Despite obvious advantages, very few real-world constructions of entirely synthesized data have been created, and challenges remain. The accuracy of estimation done on entirely imputed data depends on how well the imputation model matches the complicated multivariate process generating the observations. As computational power and statistical theory continue to advance, this approach eventually may be more widely used. Now, however, research is ongoing.
So-called institutional solutions currently provide one realistic, but expensive and inconvenient, route to supply high-utility sensitive data to researchers (National Research Council 2007). Institutional solutions involve a data collecting agency or organization providing access to unmasked data on a highly restricted basis, with options varying substantially in burdens placed on the researcher. At the less restrictive end of the continuum, an agency may require users to sign a restricted use contract before gaining permission to analyze the data on their own computers. At the other extreme, the agency may not allow the researcher to even see the data at all. Instead, the researcher submits code to the agency, and the agency returns the output.

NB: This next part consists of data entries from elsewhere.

PR #671, opened 2024-06-04
Only absolutize exe if path is a file and executable

### LINKED ISSUE #670: Failed to spawn a process -- buck2 tries to execute directory
In our project I declared an action:
```starlark
    nix_build = cmd_args([
        "nix",
        "build",
        "--no-update-lock-file",
        "--no-use-registries",
        cmd_args("--out-link", out_link.as_output()),
        cmd_args(drv, format = "{}^*"),
    ], hidden = deps)
    ctx.actions.run(nix_build, category = "nix_build", identifier = package, local_only = True)
```
When running that action I got a mysterious error:
```
Action failed: toolchains//:ghc_package_db (nix_build word8)
Local command returned non-zero exit code <no exit code>
Reproduce locally: `env -- 'BUCK_SCRATCH_PATH=buck-out/v2/tmp/toolchains/904931f735703749/__ghc_package_db__/nix_build/w ...<omitted>... ge_db__/__action__1__/word8/out.link /nix/store/wxkgbc4hz6y85zvg2xs81mjg8ha6frff-word8-0.1.3.drv'^*' (run `buck2 log what-failed` to get the full command)`
stdout:
stderr:
Spawning executable `nix` failed: Failed to spawn a process
```
When trying to reproduce it locally, using the command from the log, it works:
```console
$ env -- 'TMPDIR=/home/claudio/source/repo/buck-out/v2/tmp/toolchains/904931f735703749/_ghc_package_db__/nix_build/word8' 'BUCK_SCRATCH_PATH=buck-out/v2/tmp/toolchains/904931f735703749/_ghc_package_db__/nix_build/word8' BUCK2_DAEMON_UUID=e24cf324-c871-4855-99a9-a724821100c3' 'BUCK_BUILD_ID=b414deac-6ea2-4aa1-ac30-d3413d518fa1' nix build --no-update-lock-file --no-use-registries --out-link buck-out/v2/gen/toolchains/904931f735703749/__ghc_package_db__/__action__1__/word8/out.link /nix/store/wxkgbc4hz6y85zvg2xs81mjg8ha6frff-word8-0.1.3.drv'^*'
$ echo $status
0
```
Running buck2 under strace, revealed:
```
execve("/home/claudio/source/repo/nix", ["/home/claudio/source/repo/nix", "build", "--no-update-lock-file", "--no-use-registries", "--out-link", "buck-out/v2/gen/toolchains/904931f735703749/__ghc_package_db__/__action__1__/base-compat/out.link", "/nix/store/y3zshdaaxfzq64ikjd1w5h4hh65rxi9y-base-compat-0.12.3.drv^*"], 0x7f33e9c4d400 /* 173 vars */) = -1 EACCES (Permission denied)
```
So, there is indeed a directory called `nix` in the project root directory which it is trying to execute.

I think this is because the code introduced in https://github.com/facebook/buck2/commit/37f3d258887d0c4565a23eafb2520057d923c6ac does only check if the file exists, not that it is an executable non-directory:
https://github.com/facebook/buck2/blob/85f33c6f9645df3ca4cf13d1f1c0883653cec234/app/buck2_forkserver/src/run.rs#L348-L360

Also, it would have been nice to have a better error message that mentions the real cause of the error and the file it tried to execute.

My current workaround is to wrap command with `env -- `:
```starlark
    nix_build = cmd_args([
        "env", "--",
        "nix",
        "build",
        "--no-update-lock-file",
        "--no-use-registries",
        cmd_args("--out-link", out_link.as_output()),
        cmd_args(drv, format = "{}^*"),
    ], hidden = deps)
```
That should work as long as nobody creates an `env` directory I guess... :smile:

avdv:
- Fix typo
- Only absolutize exe if abs path refers to a file and is executable

Fixes #670


app/buck2_forkserver/src/run.rs
```diff
@@ -353,7 +354,20 @@ pub fn maybe_absolutize_exe<'a>(
 
     let abs = spawned_process_cwd.join(exe);
     if fs_util::try_exists(&abs).context("Error absolute-izing executable")? {
-        return Ok(abs.into_path_buf().into());
+        let metadata = fs::metadata(&abs).context("Error getting metadata for path")?;
```
JakobDegen, line 357: This looks like a bit of a race condition to me. Can you add `fs_util::metadata_if_exists` instead and then use that?

JakobDegen (changes requested):
Sorry this took me so long to get to. Approach generally looks correct

app/buck2_forkserver/src/run.rs
avdv: Good catch! Done.

JakobDegen:
> I think the fix is incorrect. I mean, it fixes the problem reported by a user, but instead this should should just avoid "absolutizing" if given path does not contain slashes (so it is searched in $PATH).

> Current fix has the same problem as before: if there's nix executable file in the current directory, it will be executed instead of nix in $PATH.

-- @stepancheg 

This seems like a reasonable alternative to me, thoughts?

avdv:
> This seems like a reasonable alternative to me, thoughts?

Yes, maybe it's a good idea to take a step back. The problem resolved by https://github.com/facebook/buck2/commit/37f3d258887d0c4565a23eafb2520057d923c6ac was described like this:
> If you do `Command::new("a").current_dir("b")` with your cwd being `c`, on UNIX you run `c/b/a`, on Windows you run `c/a`.

As noted by @stepancheg, that is not really true, since on Unix, you run "a" found in the PATH , the binary relative to `c/b` is not picked up (except if `.` is in the PATH).

On Windows, however, a binary is first picked up from the current directory, before doing a PATH lookup, AFAIK.

Since this is solving a problem specific to Windows, the fix should actually only be applied on Windows. How about *never* absolutize on unix, but check if the executable exists in the spawned processes' cwd and return the absolute path for that on Windows.

I am just wondering though, you would have to include the file extension in the command currently, otherwise this fails right? I mean, Windows looks for various file extensions it denotes as executable (like .exe, .com, .cmd, .bat et cetera) and this would fall short if you mean to run "c/b/nix.exe" but only specify `nix` as the command...

JakobDegen:
> How about never absolutize on unix

This part seems right to me

> but check if the executable exists in the spawned processes' cwd and return the absolute path for that on Windows

This depends - does window generally behave as if `.` is a part of the path? If not, we should consider restricting this behavior to the case where the path has at least one `/`

> I am just wondering though, you would have to include the file extension in the command currently, otherwise this fails right? I mean, Windows looks for various file extensions it denotes as executable (like .exe, .com, .cmd, .bat et cetera) and this would fall short if you mean to run "c/b/nix.exe" but only specify nix as the command

This seems correct. It's possible that this means we have to re-implement a significant part of Window's command resolution.

I guess it would probably be a good start if someone could properly document what it even is that Windows does here, and then we can go from there

PR #680, opened 2024-06-14
re_grpc_proto: add serde support

sluongng:
Add support for serde::{Serialize, Deserialize} to remote execution
protobuf.
Short term, this enables quick debugging use cases in OSS setup as user
could print out the requests and responses using serde_json.

### DIFF
--- a/app/buck2_data/src/lib.rs
+++ b/app/buck2_data/src/lib.rs
@@ -14,7 +14,7 @@ use std::fmt;
 
 pub mod action_key_owner;
 
-mod serialize_timestamp {
+pub mod serialize_timestamp {
     use serde::Deserialize;
     use serde::Deserializer;
     use serde::Serialize;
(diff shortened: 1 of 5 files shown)


sluongng:
This works with Cargo build... but I have no clue how to turn the build.rs file into something buck2 compatible. Pointers would be much appreciated.

JakobDegen:
Sorry for taking a while to get to this.

👍 on the overall initiative, I guess my one comment is that this is a different approach than what we do in buck2_data:

https://github.com/facebook/buck2/blob/757832ba876eed5f768916180b722a33a6173165/app/buck2_data/build.rs#L133

While I would be ok to take this if your approach is clearly necessary for some reason, I'd generally be in favor of a bit of consistency otherwise

sluongng:
@JakobDegen Yeah I saw the current approach during my initial investigation, however, I find it a bit tedious to maintain custom serialization code, especially when it's a solved problem in the open source ecosystem.

However, it's not a hill I am willing to fight for so I pushed a new version that follows the existing style. PTAL! 🙏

The biggest concern with the institutional approach is that it can be prohibitively expensive for both users and suppliers. Restricted use contracts require administrative support to process the requests and monitor compliance, while limiting data access only to a particular facility requires sufficient hardware, staffing, and building resources. In addition, the user does not have immediate access to the data and, in some instances, must pay an additional fee. These obstacles can limit the use of a data file and, therefore, reduce its scientific impact. The National Opinion Research Center (NORC) and Statistics Netherlands have developed secure virtual enclaves that combine remote access with connection restrictions and audit capabilities to minimize these costs. Wider availability of secure virtual enclaves will provide a welcome compromise to the data access/privacy protection trade-off, and developments in this area continue. Felicia LeClere of NORC is currently investigating the possibility of creating secure, privacy protecting computing instances in the cloud. At the time of this writing, ICPSR—the largest social science data repository in the world—does not offer virtual enclave technology.
CONCLUSION
SDC remains a relatively young field of inquiry, but its importance is likely to grow as the amount of data available to researchers continues to explode. Thus, social scientists need to have a working understanding of the issues involved in protecting the privacy of study participants. This article introduced the field of SDC by defining key terms and describing attempts to quantify risk and utility. The two fundamental messages presented are (1) that disclosure risk may be higher than researchers realize; and (2) the proactive steps data collection organizations take to minimize disclosure risk can affect the ability of the end user to accurately estimate statistical relationships. Research is ongoing to determine solutions that maximize data utility while entirely eliminating the threat of privacy violations. At this time, however, the only commonly used solutions—short of restricted use contracting—will inevitably affect the quality of inferences. The impact of SDC measures on social science research therefore is potentially pervasive.